▸ **Data to process**:
PR #629, opened 2022-05-25
Bug 2087684: Reject transition from/to extreme latency profiles (default<->low)

swghosh:
Fixes: https://bugzilla.redhat.com/show_bug.cgi?id=2087684

- added another suppress func that rejects extreme profile transition attempts 
  - Default -> LowUpdateSlowReaction
  - LowUpdateSlowReaction -> Default

This is in favour of cluster stability as mentioned in EP [1][2].

[1] https://github.com/openshift/enhancements/blob/master/enhancements/worker-latency-profile/worker-latency-profile.md#default---lowupdateslowreaction
[2] https://github.com/openshift/enhancements/blob/master/enhancements/worker-latency-profile/worker-latency-profile.md#lowupdateslowreaction---default

Signed-off-by: Swarup Ghosh <swghosh@redhat.com>


pkg/operator/configobservation/configobservercontroller/observe_config_controller.go
```diff
@@ -110,11 +120,14 @@ func NewConfigObserver(
...
 			nodeobserver.NewLatencyProfileObserver(
 				node.LatencyConfigs,
-				nodeobserver.NewSuppressConfigUpdateUntilSameProfileFunc(
-					operatorClient.(v1helpers.StaticPodOperatorClient),
-					kubeInformersForNamespaces.ConfigMapLister().ConfigMaps(operatorclient.TargetNamespace),
-					node.LatencyConfigs,
-				),
+				[]nodeobserver.ShouldSuppressConfigUpdatesFunc{
+					extremeProfileSuppressor,
+					nodeobserver.NewSuppressConfigUpdateUntilSameProfileFunc(
```
atiratree, line 125: please make a variable for this as well

swghosh: Added.

pkg/operator/configobservation/configobservercontroller/observe_config_controller.go
```diff
@@ -110,11 +126,10 @@ func NewConfigObserver(
 			network.ObserveServiceClusterIPRanges,
 			nodeobserver.NewLatencyProfileObserver(
 				node.LatencyConfigs,
-				nodeobserver.NewSuppressConfigUpdateUntilSameProfileFunc(
-					operatorClient.(v1helpers.StaticPodOperatorClient),
-					kubeInformersForNamespaces.ConfigMapLister().ConfigMaps(operatorclient.TargetNamespace),
-					node.LatencyConfigs,
-				),
+				[]nodeobserver.ShouldSuppressConfigUpdatesFunc{
+					extremeProfileSuppressor,
```
atiratree, line 130: let's put a comment here that the first one should be the more important one as it will resolve first. @swghosh can you also please put such a comment to KASo?

swghosh: Ahh, for KASO it won't be required as KASO don't require `extremeProfileSuppressor` and it'll just have the `differentConfigProfileSuppressor`. Because for KubeAPIServer: Medium and Low has the same set of arg val pairs, thus no rejection is required there!

[1] https://coreos.slack.com/archives/C0392N52Q5P/p1653567422152599?thread_ts=1653567121.768759&cid=C0392N52Q5P
[2] https://github.com/openshift/enhancements/blob/master/enhancements/worker-latency-profile/worker-latency-profile.md#mediumupdateaveragereaction---lowupdateslowreaction

atiratree: Ok cool, thanks for the comment

PR #631, opened 2022-06-01
Bug 1902307: Let vsphere-legacy-cloud-provider update node objects

lobziik:
Starting kube 1.24, legacy vsphere cloud-provider requires
permission to update nodes in order to set topology related labels.

For more info see https://github.com/kubernetes/kubernetes/pull/101028


pkg/operator/starter.go
```diff
@@ -104,6 +104,9 @@ func RunOperator(ctx context.Context, cc *controllercmd.ControllerContext) error
 			"assets/kube-controller-manager/csr_approver_clusterrolebinding.yaml",
 			"assets/kube-controller-manager/gce/cloud-provider-role.yaml",
 			"assets/kube-controller-manager/gce/cloud-provider-binding.yaml",
+			"assets/kube-controller-manager/vsphere/legacy-cloud-provider-sa.yaml",
```
ingvagabund, line 107: In the GCE case the additional RBAC includes events and service status. Hard something that might bring down a cluster. Though extending the RBACs with node's update/patch might cause trouble. Would it make more sense to deploy the additional RBACs only on vsphere?

lobziik: Done in https://github.com/openshift/cluster-kube-controller-manager-operator/pull/631/commits/575ddc797fdb817c6bae47d91526127f97d170b0

JoelSpeed (commented):
/lgtm

soltysh (approved):
/approve

PR #633, opened 2022-06-23
detect ObjectDeletion and ObjectOrphaning errors by Alerts and  by GC watcher

atiratree:
This is dependendent on upstream changes in https://github.com/kubernetes/kubernetes/pull/110329

Original adjacent discussion for these new metrics: https://github.com/openshift/cluster-kube-controller-manager-operator/pull/623#discussion_r871633087


atiratree:
we are not pursuing this anymore in favor of other more generic approaches

PR #634, opened 2022-06-23
add PodsUnableToDelete alert

atiratree:


manifests/0000_90_kube-controller-manager-operator_05_alerts.yaml
```diff
@@ -39,6 +39,14 @@ spec:
           for: 15m
           labels:
             severity: critical
+        - alert: PodsUnableToDelete
+          annotations:
+            summary: Some pods are unable to be deleted.
+            description: Some pods have been unable to be deleted for last 24h (since their grace period for termination has been reached).
+          expr: |
+            count by (namespace) (time() - kube_pod_deletion_timestamp > 86400)
```
atiratree, line 47: is having this for every pod useful? Maybe aggregation over namespaces would be better in case there is a large number of pods are stuck?

manifests/0000_90_kube-controller-manager-operator_05_alerts.yaml
```diff
@@ -39,6 +39,14 @@ spec:
...
+          labels:
+            severity: warning
```
atiratree, line 49: is `for:` useful here? since we are just waiting when the expression reaches over 24h.

wking: Right, we don't need `for`, because we're handling the "yeah, this is not going away" inertia in the `expr`.

manifests/0000_90_kube-controller-manager-operator_05_alerts.yaml
```diff
@@ -39,6 +39,14 @@ spec:
           for: 15m
           labels:
             severity: critical
+        - alert: PodsUnableToDelete
+          annotations:
+            summary: Some pods are unable to be deleted.
+            description: Some pods have been unable to be deleted for last 24h (since their grace period for termination has been reached).
```
wking, line 45: We don't actually have access to their termination grace period, do we?  These are pods that were initially asked to delete 24h ago.  I expect in most cases, the termination grace period will be smaller than 24h.  But maybe not?  If we can find a way to start the timer when they hit their termination grace period, that would be great.

atiratree: actually the grace period is embedded in the deletionTimestamp, so basically the deletion timestamp is in the future. And after that there is probably something wrong going on. So I guess we could get with even much smaller window than 24h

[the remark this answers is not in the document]
atiratree: I think it would be best to introduce a runbook_url for this and keep it general here. For finding the pods, maybe we can just point them to the query without the `namespace` aggregation?

manifests/0000_90_kube-controller-manager-operator_05_alerts.yaml
dgrisonnet: Another approach could be to just alert whenever there is at least one pod stuck for more than 24h and provide a query in a runbook to get the list of all the pods that are stuck.

Alert expression would be:
```
time() - min(kube_pod_deletion_timestamp) > 86400)
```

Runbook expression would be:
```
time() - group by (namespace, pod, instance) (kube_pod_deletion_timestamp) > 86400
```

PR #636, opened 2022-07-06
Bug 1968555: Decouple KCM-O's status from monitoring stack

ravisantoshgudimetla:
https://github.com/openshift/cluster-kube-controller-manager-operator/pull/623/files helped in making GC debugging clear but it introduced dependency on monitoring stack. In order to not have that dependency I am thinking of not updating status of KCM-O when monitoring stack is disabled or not needed.

cc @atiratree @soltysh


soltysh (approved):
/lgtm
/approve
/bugzilla refresh

PR #639, opened 2022-07-13
Make KCM-O conditionally dependent on monitoring stack availability

ravisantoshgudimetla:
https://github.com/openshift/cluster-kube-controller-manager-operator/pull/636/files completely removed the dependency on monitoring to unblock the OpenShift locals team. However, it is a functionality that will help uncover a lot of bugs in normal OpenShift cluster deployments and we wanted to have it back after we discuss it with the monitoring team. This PR introduces a conditional dependency on the monitoring stack and if the monitoring is not available instead of throwing an error, we log and return immediately.

cc @atiratree @soltysh @praveenkumar @deads2k


praveenkumar:
@ravisantoshgudimetla I will test this with Openshift Local once this PR land to one of the 4.12 nightly and let you know. Or I can create the payload with this PR and try (which is time consuming), whatever you prefer.

pkg/operator/gcwatchercontroller/gcwatcher_controller.go
```diff
@@ -102,16 +111,24 @@ func (c *GarbageCollectorWatcherController) syncWorker(ctx context.Context, sync
...
 
-	prometheusClient, err := newPrometheusClient(ctx, c.configMapClient)
-	if err != nil && errors.IsNotFound(err) {
-		// Prometheus client when failed to instantiate should not result in error being generated. This makes sure we don't
-		// generate excessive events.
-		return nil
-	} else if err != nil {
-		return err
+	if c.prometheusClient == nil {
+		// Don't create prometheus client on every sync, re-use from struct, this will also
```
atiratree, line 115: we have to instantiate the client every time to detect the CA change

alternatively we could detect that the config map changed and reinitialize the client only in that case

pkg/operator/gcwatchercontroller/gcwatcher_controller.go
```diff
@@ -183,7 +200,7 @@ func checkFiringAlerts(ctx context.Context, requiredAlertsSet sets.String, prome
 		klog.Warningf("received warnings when querying alerts: %v\n", strings.Join(warnings, ", "))
 	}
 	if err != nil {
-		return fmt.Errorf("error querying alerts: %v", err)
+		return err
```
atiratree, line 203: why reverting a more verbose message on what is wrong?

pkg/operator/gcwatchercontroller/gcwatcher_controller_test.go
```diff
@@ -243,3 +254,98 @@ func TestCheckFiringAlerts(t *testing.T) {
...
+			}
+			listers := configlisters.NewClusterOperatorLister(indexer)
+			tc.gc.clusterLister = listers
+			eventRecorder := events.NewInMemoryRecorder("dummy")
+			syncContext := factory.NewSyncContext(controllerName, eventRecorder)
+			syncContext.Queue().Add(invalidateAlertingRulesCacheKey)
+			err := tc.gc.sync(context.TODO(), syncContext)
+			if tc.expectErr && err == nil {
+				t.Fatal("expected error but did not get one")
+			} else if tc.expectErr && errors.Is(err, tc.expectedErrorMsg) {
```
atiratree, line 338:
```suggestion
			} else if tc.expectErr && !errors.Is(err, tc.expectedErrorMsg) {
```

shouldn't it be more something like this?

atiratree: also might be nicer to wrap this whole in `if tc.expectErr` and do the else branch as well

pkg/operator/gcwatchercontroller/gcwatcher_controller.go
ravisantoshgudimetla: `prometheusClient.Query()` is already adding that context.

So I removed it.

pkg/operator/gcwatchercontroller/gcwatcher_controller.go
```diff
@@ -102,16 +122,24 @@ func (c *GarbageCollectorWatcherController) syncWorker(ctx context.Context, sync
...
 
-	prometheusClient, err := newPrometheusClient(ctx, c.configMapClient)
-	if err != nil && errors.IsNotFound(err) {
-		// Prometheus client when failed to instantiate should not result in error being generated. This makes sure we don't
-		// generate excessive events.
-		return nil
-	} else if err != nil {
-		return err
+	if !c.promConnectivity.useCachedClient {
+		// Don't create prometheus client on every sync unless explicitly asked, re-use from struct, this will also
```
atiratree, line 126: we can switch this comment to: `use cached only for testing` or soemthing like that

pkg/operator/gcwatchercontroller/gcwatcher_controller.go
```diff
@@ -102,16 +122,24 @@ func (c *GarbageCollectorWatcherController) syncWorker(ctx context.Context, sync
...
+		// help in unit testing.
+		prometheusClient, err := newPrometheusClient(ctx, c.configMapClient)
+		if err != nil {
+			// Prometheus client when failed to instantiate should not result in error being generated. We can reach
+			// this stage if CMO is disabled day-2  and thanos services are removed after cluster installation
+			// has happened.
+			// TODO: In future, cluster operators can have status which states if they are managed by CVO or not
+			//		and we can use to represent failure.
+			klog.Infof("failed to instantiate prometheus client. Thanos is not queriable at the moment with %v",
```
atiratree, line 135: better to put warn or error here

pkg/operator/gcwatchercontroller/gcwatcher_controller_test.go
```diff
@@ -243,3 +254,102 @@ func TestCheckFiringAlerts(t *testing.T) {
...
+			syncContext := factory.NewSyncContext(controllerName, eventRecorder)
+			syncContext.Queue().Add(invalidateAlertingRulesCacheKey)
+			err := tc.gc.sync(context.TODO(), syncContext)
+			if tc.expectErr {
+				if err == nil {
+					t.Fatal("expected error but did not get one")
+				} else if tc.expectedErrorMsg.Error() != err.Error() {
+					t.Fatalf("expected err %v but got %v", tc.expectedErrorMsg, err)
+				}
+			}
```
atiratree, line 344: let's check if we got an error in the else branch

ravisantoshgudimetla: I think this is what you wanted?

pkg/operator/gcwatchercontroller/gcwatcher_controller.go
ravisantoshgudimetla: I added a comment during the struct declaration but I added one more here. Let me know what you think of this comment.

pkg/operator/gcwatchercontroller/gcwatcher_controller_test.go
atiratree: +1

pkg/operator/gcwatchercontroller/gcwatcher_controller.go
atiratree: looks good, although it might be better to put it before the if, since it is negated

PR #642, opened 2022-07-27
Reset Go mod after openstack library-go bump

JoelSpeed:
Following on from #641, we force merged dependencies from a branch. This resets back to the updated library-go commit and removes the replace statement.

No diff to the vendor.


atiratree:
ci fix #643  was merged
/retest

▸ **Problem to work on**: Every line of the data that includes the word "wrong" should be copied.

▸ **Your response**:
atiratree: actually the grace period is embedded in the deletionTimestamp, so basically the deletion timestamp is in the future. And after that there is probably something wrong going on. So I guess we could get with even much smaller window than 24h
atiratree, line 203: why reverting a more verbose message on what is wrong?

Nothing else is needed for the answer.